⟨

PR #711, opened 2024-02-06
Try to make field matching in fontra more obvious with newtypes. Don't reinvent chunks.

rsheeter:
Followon to #701

### DIFF
--- a/fontra2fontir/src/fontra.rs
+++ b/fontra2fontir/src/fontra.rs
@@ -13,6 +13,9 @@ use fontir::error::Error;
 use serde::Deserialize;
 use write_fonts::types::Tag;
 
+pub(crate) type AxisName = String;
+pub(crate) type LayerName = String;
+
 const SEPARATOR_CHAR: char = '^';
 
 fn is_reserved_char(c: char) -> bool {
@@ -63,13 +66,12 @@ const BASE_32_CHARS: [char; 32] = [
 /// Matches <https://github.com/googlefonts/fontra/blob/15bc0b8401054390484cfb86d509d633d29657a1/src/fontra/backends/filenames.py#L40-L64>
 fn string_to_filename(string: &str, suffix: &str) -> String {
     let string_bytes = string.as_bytes();
-    let mut code_digits: Vec<_> = (0..string_bytes.len())
-        .step_by(5)
-        .map(|i| {
+    let mut code_digits: Vec<_> = string_bytes
+        .chunks(5)
+        .map(|chunk| {
             let mut digit = 0;
             let mut bit = 1;
-            let string = string.as_bytes();
-            for byte in string[i..(i + 5).min(string.len())].iter() {
+            for byte in chunk {
                 if byte.is_ascii_uppercase() {
                     digit |= bit
                 }
@@ -140,7 +142,7 @@ impl FontraFontData {
 
 #[derive(Debug, Clone, Deserialize)]
 pub(crate) struct FontraAxis {
-    pub(crate) name: String,
+    pub(crate) name: AxisName,
     pub(crate) tag: Tag,
     #[serde(default)]
     pub(crate) hidden: bool,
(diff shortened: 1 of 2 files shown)


dfrg (approved):
LGTM

anthrotype (commented):
i'm not entirely sure what exactly this buys us besides making the use of these strings slightly more verbose. Do AxisName or LayerName differ in behavior from each other or from a regular string?

fontra2fontir/src/fontra.rs
```diff
@@ -13,6 +14,24 @@ use fontir::error::Error;
 use serde::Deserialize;
 use write_fonts::types::Tag;
 
+#[derive(Debug, Clone, Deserialize, Hash, PartialEq, Eq, PartialOrd, Ord)]
+pub(crate) struct AxisName(pub(crate) String);
```
cmyr, line 18: I'm really not sure in this particular case that this is an improvement over `type AxisName = String;`. 


I like new types in many cases, but generally when there is either some invariant that we want to enforce by construction (like we want to ensure that all axis names are a given length or include only characters in some allowed range) or when there is some type-specific API that we would like to provide; here it feels like the only thing we are achieving here is essentially documentation, and I think that a typedef is fine for that.


In general I also think that "newtype with a public inner type" has a bit of code smell, since it adds the additional complexity of a new type without any guarantees.

fontra2fontir/src/fontra.rs
```diff
@@ -13,6 +14,24 @@ use fontir::error::Error;
...
+
+impl Display for AxisName {
+    fn fmt(&self, f: &mut std::fmt::Formatter<'_>) -> std::fmt::Result {
+        f.write_str(self.0.as_str())
+    }
+}
```
cmyr, line 24: if we *were* going to go this route, I think it would also be useful to implement the conversion traits (`From`) as well as probably `AsRef<str>`.

fontra2fontir/src/fontra.rs
```diff
@@ -418,7 +436,10 @@ mod tests {
         let glyph = read_test_glyph("minimal.fontra", ".notdef");
         assert_eq!(GlyphName::new(".notdef"), glyph.name, "{glyph:#?}");
         assert_eq!(
-            1000.0, glyph.layers["foreground"].glyph.x_advance,
+            1000.0,
+            glyph.layers[&LayerName("foreground".into())]
```
cmyr, line 440: this is the bit that feels particularly bad: where previously we could use a `&str` as the key here (because `String` implements `Borrow<str>` now we need to allocate and be more verbose, in a situation where confusion seems unlikely.

cmyr (commented):
I'm with cosimo here, I'm not sure this is buying us anything.

fontra2fontir/src/fontra.rs
rsheeter: Updating to alias.

rsheeter:
I feel strongly that leaving it as naked String is misleading and error prone. There is at least one spot in fontra already where pythong declares str, no comment, and I had to look at actual data to see if it was a tag an axis name. I'm not especially tied to using a new type so I will update to type aliases.

anthrotype:
>  There is at least one spot in fontra already where pythong declares str, no comment, and I had to look at actual data to see if it was a tag an axis name.

`String` is certainly not a `Tag`. And both a layer name and an axis name, unlike a tag, don't have any particular requirements beyond being a string. So it would be correct to type both as a String in my opinion. You can argue that the python code you were looking at was ambiguous in that it seemed to be using `str` type for an axis _tag_ (which it wasn't in the end).

Also, by the way, the two type aliases are just that, alternative names to the _same_ type, which is still String. One could still use a LayerName or an AxisName (or String) interchangeably and nothing would happen -- and that's fine.

rsheeter:
The goal is merely it's a little bit clearer what matches what. You can still do the wrong thing but perhaps it's a little bit less likely. 

For example, in python I see `Location = dict[str, float]` without a comment. What's the key? - maybe you know from convention it's likely to be a name but if you aren't aware of that convention it's not at all obvious. If it said `Location = dict[AxisName, float]` or had a comment it would be more clear. I hope using the type aliases - I agree they don't need to be newtypes - is similarly helpful. If not ... well, it probably doesn't do any harm as far as I can tell.

PR #2011, opened 2026-05-15
stop filtering _-prefixed anchors during smart component instantiation

### LINKED ISSUE #2010: [glyphs-reader] smart component instantiation drops mark-attaching `_`-prefixed anchors
When fontc instantiates smart components in `glyphs-reader/src/font.rs`, it filters out all `_`-prefixed anchors from the interpolated result (PR #1885, commit `7fa98160`). I assumed these were internal part-to-part anchors for aligning the smart components to their base, which serve their purpose once the smart components are turned into contours. It was a precautionary heuristic (inline comment says: "filtering out 'mark' anchors used for internal part-to-part connections"), there was no concrete regression or test case motivating it. The assumption turned out to be wrong, because `_`-prefixed anchors can also be legitimate mark-attaching anchors that are needed for GPOS MarkToBase rules.

E.g. in Padyakke_Libre
```
python -m ttx_diff 'https://github.com/DunwichType/Padyakke_Libre?6b18f96959#source/Padyakke.glyphs'
```

fontmake produces 277 MarkToBase rules in abvm, whereas fontc only 2. Those are legitimate mark attachments.

`knmAU` (U+0CCC, Kannada Vowel Sign AU) is a composite of `_part.knmAU`, a smart component with `partsSettings`. `_part.knmAU` has a `_headline` anchor at (135, 383).

- fontmake (glyphsLib actually) runs anchor propagation before smart component instantiation, so `_headline` is already on `knmAU` when decomposition happens. The mark writer pairs it with `headline` anchors on 277 Kannada base consonants and produces 277 abvm MarkToBase rules.
- in fontc, smart components are instantiated first, and the `_`-prefix filter drops `_headline`, then anchor propagation runs but finds no component to propagate from (already decomposed). This results in only 2 abvm rules instead of 279.

In any case, the filter is redundant because the mark writer's [`used_groups` intersection](https://github.com/googlefonts/fontc/blob/a57c4b6708e7e229272619d53ca17ab557325504/fontbe/src/features/marks.rs#L255-L257) already provides the necessary safety net. Any `_`-prefixed anchor that doesn't have a matching non-prefixed counterpart on an exported glyph in the final font is harmlessly ignored, and no mark rule is generated.

The fix is a trivial one-line change:

```diff
-                            !a.name.starts_with('_') && !explicit_anchor_names.contains(&a.name)
+                            !explicit_anchor_names.contains(&a.name)
```

... which makes ttx-diff report "output is identical" on Padyakke. I'll send a PR.

anthrotype:
Fixes #2010

JMM

### DIFF
--- a/glyphs-reader/src/font.rs
+++ b/glyphs-reader/src/font.rs
@@ -3994,15 +3994,12 @@ impl Font {
                             issue,
                         })?;
                         new_shapes.extend(instance.shapes);
-                        // Add anchors from smart component, filtering out
-                        // 'mark' anchors used for internal part-to-part connections
-                        // and any that would override the glyph's explicit anchors.
+                        // Add anchors from smart component, skipping any that
+                        // would override the glyph's explicit anchors.
                         let new_anchors: Vec<_> = instance
                             .anchors
                             .into_iter()
-                            .filter(|a| {
-                                !a.name.starts_with('_') && !explicit_anchor_names.contains(&a.name)
-                            })
+                            .filter(|a| !explicit_anchor_names.contains(&a.name))
                             .collect();
                         // When duplicates exist among smart component anchors,
                         // keep the last one (matching Glyphs.app).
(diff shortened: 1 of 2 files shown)


cmyr (approved):
good catch!

Issue #2014, opened 2026-05-18
Google Sans CI broken after googlesans#729


anthrotype:
The "Build GS" CI job is broken since googlefonts/googlesans#729 (import-arabic-poc) merged earlier today (2026-05-18). The new Arabic FEA files use two constructs that fea-rs rejects but feaLib accepts:

1. `<anchor NULL>` without `mark @class` on a ligature component
2. `valueRecordDef` inside a feature block instead of at the top-level

Both have been accepted by feaLib since the beginning.
I have two PRs ready that fix each.

anthrotype:
> <anchor NULL> without mark @class on a ligature component

fea-rs required `mark @class` after every anchor, but NULL anchors mean "no attachment here" and don't take a mark class. The FEA spec grammar requires `mark @class` after every anchor, but it is inconsistent with its own [GPOS type 5 example](https://adobe-type-tools.github.io/afdko/OpenTypeFeatureFileSpecification.html#6.e) wihch uses a final `<anchor NULL>;` without it. feaLib has followed this since its [original implementation](https://github.com/fonttools/fonttools/blob/0532ec85d30b/Lib/fontTools/feaLib/parser.py#L200-L201) (Dec 2015).

> `valueRecordDef` inside a feature block instead of at the top-level

The spec says this is a top-level-only statement, but feaLib has always accepted this in feature and lookup blocks for 11 years, and Google Sans Arabic is a real font that relies on this. It's trivial to support so we should.

anthrotype:
"Build GS" CI job is green again https://github.com/googlefonts/fontc/actions/runs/26046192588/job/76570913022

PR #2015, opened 2026-05-18
[fea-rs] Allow NULL anchor without mark class in pos ligature rules

anthrotype:
Part of #2014.

In GPOS type 5 (mark-to-ligature) rules, `<anchor NULL>` denotes a ligature component with no mark attachment point. fea-rs required `mark @class` after every anchor, rejecting `<anchor NULL>` on non-final components followed by `ligComponent`.

The FEA spec grammar says `<anchor> mark <named mark class>` for each attachment, but the spec's own [GPOS type 5 example](https://adobe-type-tools.github.io/afdko/OpenTypeFeatureFileSpecification.html#6.e) uses `<anchor NULL>;` without `mark @class`. feaLib has followed the example rather than the grammar since its [original GPOS type 5 implementation](https://github.com/fonttools/fonttools/blob/0532ec85d30b/Lib/fontTools/feaLib/parser.py#L200-L201) (Dec 2015).

The fix peeks at the anchor before consuming it: if NULL and no `mark` follows, skip mark-class parsing. Non-NULL anchors without `mark` still error as before.

### DIFF
--- a/fea-rs/src/parse/grammar/gpos.rs
+++ b/fea-rs/src/parse/grammar/gpos.rs
@@ -217,12 +217,18 @@ fn anchor_mark(parser: &mut Parser, recovery: TokenSet) -> bool {
         return false;
     }
     parser.in_node(AstKind::AnchorMarkNode, |parser| {
+        let is_null = parser.matches(2, Kind::NullKw);
         metrics::anchor(parser, recovery.union(RECOVERY));
-        // we will verify later that the anchor was NULL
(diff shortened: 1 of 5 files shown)


anthrotype:
For reference, this is feaLib's equivalent:
https://github.com/fonttools/fonttools/blob/67ff24a36/Lib/fontTools/feaLib/parser.py#L200-L201

rsheeter (approved):

Issue #1814, opened 2025-12-10
fontmake can include point axes not included by fontc


cmyr:
For instance in the case of piazzolla: fontmake has the following fvar entry, which is missing from fontc:

```
    <Axis>
      <AxisTag>opsz</AxisTag>
      <Flags>0x0</Flags>
      <MinValue>30.0</MinValue>
      <DefaultValue>30.0</DefaultValue>
      <MaxValue>30.0</MaxValue>
      <AxisNameID>Optical size</AxisNameID>
    </Axis>
```

This causes differences to appear in various other tables, like MVAR/HVAR/name.

reproduction:

```
python3 -m ttx_diff 'https://github.com/huertatipografica/piazzolla?fbd775f98a#sources/Piazzolla-Italic.glyphs'
```

anthrotype:
there is a 9 year old TODO in fontTools/varLib.py 

```
# TODO Skip axes that have no variation.
```

https://github.com/fonttools/fonttools/blob/1419daa6680c5c899713598956caa69ad47bcd23/Lib/fontTools/varLib/__init__.py#L104

@behdad should we just prune when min==default==max like fontc does, or do you think there are legitimate use cases for wanting to build an fvar like that?

behdad:
I'm not sure what would break. That said, with avar2 we might want to keep point axes as they might have influence through avar2 mapping, specially for hidden axes.

cmyr:
closing this in favour of #1990, which has more info

PR #2018, opened 2026-05-18
[ttx_diff] Match fontc's logic for detecting variable vs static sources

### LINKED ISSUE #1860: some error in how we decide to build variable tables
It looks like this font defines an axis but only one master, and we're generating fvar and company based on that?

```
python3 -m ttx_diff 'https://github.com/notofonts/makasar?e7902cc5d8#sources/NotoSerifMakasar.designspace'
```

anthrotype:
ttx_diff was using source/master count to decide whether to tell fontmake to build variable or static. fontc uses a different criterion: whether any axis has a non-zero range (min != default or max != default), or in other words it's not a "point" axis. 

This caused ttx_diff to instruct fontmake to build static for single-source designspaces that declare axis ranges, while fontc built them as variable (arguably degenerate having a single master, but GIGO), making the comparison meaningless.

I changed ttx_diff to use fontc's axis-range check for both .designspace and .glyphs sources.

For .glyphs, axis ranges need to be computed from master axis values plus virtual master positions, matching fontc's ir_axes() logic and glyphsLib/builder/axes.py.

I verified that NotoSerifMakasar (1 source, wght 400-700) now produces "output is identical".
Mingzat (1 source, 3 axes, 2 point) now produces a comparable variable build (the remaining fvar/STAT/HVAR/name diffs are #1814: fontc drops point axes that the designspace explicitly declares).

Supersedes #1422.
Fixes #1860

### DIFF
--- a/ttx_diff/src/ttx_diff/core.py
+++ b/ttx_diff/src/ttx_diff/core.py
@@ -438,10 +438,27 @@ def source_is_variable(path: Path) -> bool:
         return False
     if path.suffix == ".designspace":
         dspace = DesignSpaceDocument.fromfile(path)
-        return len(dspace.sources) > 1
+        return any(
+            a.minimum != a.default or a.maximum != a.default for a in dspace.axes
+        )
     if path.suffix == ".glyphs" or path.suffix == ".glyphspackage":
         font = GSFont(path)
-        return len(font.masters) > 1
+        # Virtual masters can extend axis min/max beyond what real masters define
+        # https://github.com/googlefonts/glyphsLib/blob/75c07d42/Lib/glyphsLib/builder/axes.py#L168-L173
+        virtual_masters = [
+            cp.value
+            for cp in font.customParameters
+            if cp.name == "Virtual Master" and not getattr(cp, "disabled", False)
+        ]
+        for i, axis in enumerate(font.axes):
+            values = [m.axes[i] for m in font.masters]
+            for vm in virtual_masters:
+                for entry in vm:
+                    if entry.get("Axis") == axis.name:
+                        values.append(entry["Location"])
+            if min(values) != max(values):
+                return True
+        return False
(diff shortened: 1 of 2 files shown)


ttx_diff/src/ttx_diff/core.py
```diff
@@ -438,10 +438,27 @@ def source_is_variable(path: Path) -> bool:
...
     if path.suffix == ".designspace":
         dspace = DesignSpaceDocument.fromfile(path)
-        return len(dspace.sources) > 1
+        return any(
+            a.minimum != a.default or a.maximum != a.default for a in dspace.axes
+        )
     if path.suffix == ".glyphs" or path.suffix == ".glyphspackage":
         font = GSFont(path)
-        return len(font.masters) > 1
+        # Virtual masters can extend axis min/max beyond what real masters define
```
rsheeter, line 446: I've been working on font compilers for over a year and I don't know what this means, what's a "virtual master"?

rsheeter (approved):

ttx_diff/src/ttx_diff/core.py
anthrotype: https://github.com/googlefonts/fontc/issues/62#issuecomment-1433347088

simoncozens: A single master font may actually be variable; it could vary with a bracket layer, or via feature variation substitutions. Glyphs doesn't define axis ranges up-front, so a virtual master tells the compiler about the range of variation.

anthrotype: > it could vary with a bracket layer

a brace (intermediate) layer you mean. That's exactly what Virtual Masters are for. Extend the axis range to allow intermediate layers in specific glyphs to be defined along axis coordinates that extend beyond the range of the font-wide masters'.

PR #2021, opened 2026-05-27
Read openTypeCategories from DS lib; infer from GlyphData.xml for UFO sources

### LINKED ISSUE #767: GDEF glyph classes in IR
In order to properly generate mark attachment rules, we need to know the GDEF class assignments for glyphs. This information can be specified in various ways:

- in glyphs.app, it is a property on the individual glyphs.
- in UFO, it is an optional field in the root lib, [`public.openTypeCategories`](https://unifiedfontobject.org/versions/ufo3/lib.plist/#publicopentypecategories)

In addition to these locations, the GDEF classes can also be specified via [FEA syntax](http://adobe-type-tools.github.io/afdko/OpenTypeFeatureFileSpecification.html#9b-gdef-table), and this is the main source of problems. Basically: we would _really_ like to have a single source of truth here. There is also a chicken-egg problem, where for _generated_ features we need to know these class rules.

So: I would like to decide on some standardized behaviour, and I would like to move these classdefs into IR. 

- for glyphs.app sources, the source of truth will always be per-glyph categories.
    - Q: _are these always available, or only if explicitly set by the user? Otherwise I assume they are computed from `GlyphData.xml`?_
- for UFO/designspace sources, the source of truth will be `public.openTypeCategories` dictionary, if present.

Issues to consider (and my current sense of how to address them)

- what if a UFO does not have the `public.openTypeCategories`, but does have explicit classes defined in FEA? _we use the categories from the FEA_.
- what if a UFO has both, and they don't match? _print a warning and use the lib version_.
- what if UFO doesn't have either? _good question_. _Probably I would synthesize one from `GlyphData.xml`? Is there a reason this is bad?_

the FEA spec says that if the GDEF classes are not stated explicitly then they should be generated based on what glyphs appear in mark/base/lig mark attachment rules, but since we are generating most of these lookups automatically, _this really doesn't work for us_. We could infer these based on the lookups we generate, but this runs into possible problems if there are non-base glyphs that include an anchor that is used to attach a component, but which are not expected to participate in mark-to-base? @anthrotype mentioned this as a possible situation, although I'm not sure how common it is.

TL;DR:

- let's add GDEF glyph class defs to IR
- let's get it "not from FEA" by default, and fall back to getting it from FEA
- let's use `GlyphData.xml` to synthesize it if necessary (always for glyph.app except for manual overrides; only for UFO if no lib key _and_ no GDEF block in FEA)

anthrotype:
Fixes #767. Companion to googlefonts/ufo2ft#985 and googlefonts/fontmake#1168.

Two changes to align fontc's UFO/DS category handling with fontmake:

1. Read `public.openTypeCategories` from the designspace lib first, falling back to the default master's UFO lib. The DS lib is the canonical location for designspace sources -- previously fontc only checked the UFO lib. Matches ufo2ft's `OpenTypeCategories.load()` [precedence](https://github.com/googlefonts/ufo2ft/blob/46196892e8/Lib/ufo2ft/util.py#L696-L704).
  
2. Infer preliminary GDEF categories from GlyphData.xml when no explicit `public.openTypeCategories` exist and `propagateAnchors` is enabled. Marks (Nonspacing, Spacing Combining) and ligatures are classified from GlyphData.xml; bases are inferred after anchor propagation via `recompute_gdef_categories` (with `infer_from_anchors: true`). This matches fontmake#1168's build-time category generation, producing identical GDEF output for DS/UFO sources without explicit categories.
  
`GlyphData::new()` made `pub` in `glyphs-reader` so `ufo2fontir` can construct a query instance. The `ufo2fontir` → `glyphs-reader` dependency is a stopgap. Since the `glyphdata` module is self-contained (no dependency on .glyphs parsing), ideally it could move to its own crate so both format-specific frontends can share it without the cross-format coupling. I can do that in a follow-up PR.

Verified locally against several crater fonts with GDEF diffs caused by missing categories (Assistant, MerriweatherSans, MerriweatherSans-Italic, Vollkorn, Vollkorn-Italic, OpenSans-Roman, OpenSans-Italic). The first 5 go from GDEF class diffs to "output is identical". The two OpenSans variants now have identical GDEF/GPOS; residual hmtx/maxp diffs are unrelated.

### DIFF
--- a/ufo2fontir/src/source.rs
+++ b/ufo2fontir/src/source.rs
@@ -607,6 +607,59 @@ fn glyph_categories(
     Ok(categories)
 }
 
+/// Generate preliminary GDEF categories from GlyphData.xml for UFO sources
+/// without explicit `public.openTypeCategories`.
+///
+/// Only marks and ligatures are assigned here; bases are inferred after anchor
+/// propagation by `recompute_gdef_categories` (with `infer_from_anchors: true`).
+fn preliminary_gdef_categories_from_glyphdata(
+    glyph_names: &HashSet<GlyphName>,
+) -> PreliminaryGdefCategories {
+    use glyphs_reader::glyphdata::{Category, GlyphData, Subcategory};
+
+    let glyph_data = GlyphData::new(None);
+    let mut categories = BTreeMap::new();
+    let mut mark_category_glyphs = BTreeSet::new();
+
+    for name in glyph_names {
+        // TODO(anthrotype): pass codepoints for better resolution
+        // https://github.com/googlefonts/fontc/issues/2022
+        let Some(result) = glyph_data.query(name.as_str(), None) else {
+            continue;
+        };
+        if result.category == Category::Mark {
+            mark_category_glyphs.insert(name.clone());
+        }
+        match (result.category, result.subcategory) {
+            (Category::Mark, Some(Subcategory::Nonspacing | Subcategory::SpacingCombining)) => {
+                categories.insert(name.clone(), GlyphClassDef::Mark);
+            }
+            (_, Some(Subcategory::Ligature)) => {
+                categories.insert(name.clone(), GlyphClassDef::Ligature);
+            }
+            _ => {}
+        }
+    }
+
+    log::info!(
+        "Inferred preliminary GDEF categories from GlyphData.xml: {} mark, {} ligature",
+        categories
+            .values()
+            .filter(|c| **c == GlyphClassDef::Mark)
+            .count(),
+        categories
+            .values()
+            .filter(|c| **c == GlyphClassDef::Ligature)
+            .count(),
+    );
+
+    PreliminaryGdefCategories {
+        categories,
+        infer_from_anchors: true,
+        mark_category_glyphs,
+    }
+}
+
 fn postscript_names(lib_plist: &plist::Dictionary) -> Result<Option<PostscriptNames>, BadSource> {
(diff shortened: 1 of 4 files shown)


anthrotype:
> Verified locally against several crater fonts with GDEF diffs...

... only after installing the patched ufo2ft and fontmake in fontc's `.venv`.
We'll need to wait for https://github.com/googlefonts/ufo2ft/pull/985 and https://github.com/googlefonts/fontmake/pull/1168 to be released and then bump fontc's `requirements.txt`.

anthrotype:
I just realized the GlyphData.xml queries don't pass codepoints, so glyphs with non-standard names that aren't in GlyphData by name won't be resolved correctly. Filed #2022 to track this.

anthrotype:
> The ufo2fontir → glyphs-reader dependency is a stopgap

https://github.com/googlefonts/fontc/pull/2023

ufo2fontir/src/source.rs
```diff
@@ -607,6 +607,59 @@ fn glyph_categories(
...
+                categories.insert(name.clone(), GlyphClassDef::Mark);
+            }
+            (_, Some(Subcategory::Ligature)) => {
+                categories.insert(name.clone(), GlyphClassDef::Ligature);
+            }
+            _ => {}
+        }
+    }
+
+    log::info!(
```
cmyr, line 648: this smells a bit bad, if we really want to log this info maybe we should just keep track of the counts as we're adding them?

cmyr (approved):
looks good, one little nit that you can ignore. :)

PR #2023, opened 2026-05-27
move `glyphdata` to fontdrasil crate, feature-gated

anthrotype:
The glyphdata module (GlyphData.xml query API, bundled binary data, generated enum conversions) has no dependency on .glyphs parsing code. Pulling it out of glyphs-reader would let crates like ufo2fontir depend on glyph category/script lookups without dragging in the entire .glyphs parser (see #2021, which I plan to rebase onto this).

Concretely: `glyphdata.rs`, `glyphdata_bundled.rs`, `glyphslib_enums.rs`, the `resources/*.dat` files, and `data/update.py` all move into a new `glyphdata` crate. glyphs-reader drops `quick-xml` and `icu_properties` since only glyphdata used them.

No logic changes, pure structural move.


cmyr:
maybe this should go in fontdrasil, alongside the aglfn? It could be feature gated, if necessary.

anthrotype:
> maybe this should go in fontdrasil, alongside the aglfn? It could be feature gated, if necessary.

makes sense. done!

rsheeter:
I'm not finding it entirely obvious why fontdrasil having this is any better than ufo2fontir having a dependency on glyphs-reader?

Having a separate glyphdata crate seems cleanest, at cost of having Yet Another Crate to worry about. That's not _free_ but it's less of an issue for fontc than fontations.

cmyr:
to my understanding fontdrasil is the place where we put things that are compilation-specific and shared between different crates, and the glyphsdata feels like it is reasonably analogous to the agl/aglfn?

having ufo2fontir depend on glyphs-reader feels like a bigger mixing of concerns, although given that it's going to be in the binary already this isn't a major _practical_ concern...

anthrotype:
i don't have a strong opinion. We're going to enable `glyphdata` feature anyway in fontc. 
Do we know of/forsee any clients of fontdrasil that wouldn't want to also pull in this and the quick-xml and icu_properties deps?
A separate `glyphdata` crate is simpler, and I don't think this is something we need update very frequently.

I can easily git reset and force-push to the previous state, just let me know.

We could also just have ufo2fontir depend on glyphs-reader directly and probably nobody would notice/care. It's just that it feels a bit off..

cmyr:
I mean I don't want to block you on something nitty, go with your best judgement.

rsheeter:
It feels weird to have glyphs specific data in fontdrasil but ... I guess you can argue that data is not glyphs specific anymore?

I would make ufo2fontir depend on glyphs-reader because the feature we're trying to implement is literally a ufo setup that says "do this glyphs specific thing" but I don't feel very strongly about it, any of the proposed options work.

anthrotype:
ok then let's keep as is (ufo2fontir depends on glyphs-reader) and we can revisit this later if need be.

PR #2024, opened 2026-05-28
Warn when default master customParameters differ from font-level values

### LINKED ISSUE #1856: different precedence for customParameters / properties
In at least one font, the same keys occur in the `customParameters` and `properties` dicts of the font itself, as well as for each of the masters, and they do not agree.

- python prefers the values set on the font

⟩

### Activity
Nothing but the lines from the start of the data above through the line with "-13,6 +13,9 @@ use fontir::error::Error;" should appear in your answer, copied exactly.

### Written response
PR #711, opened 2024-02-06
Try to make field matching in fontra more obvious with newtypes. Don't reinvent chunks.

rsheeter:
Followon to #701

### DIFF
--- a/fontra2fontir/src/fontra.rs
+++ b/fontra2fontir/src/fontra.rs
@@ -13,6 +13,9 @@ use fontir::error::Error;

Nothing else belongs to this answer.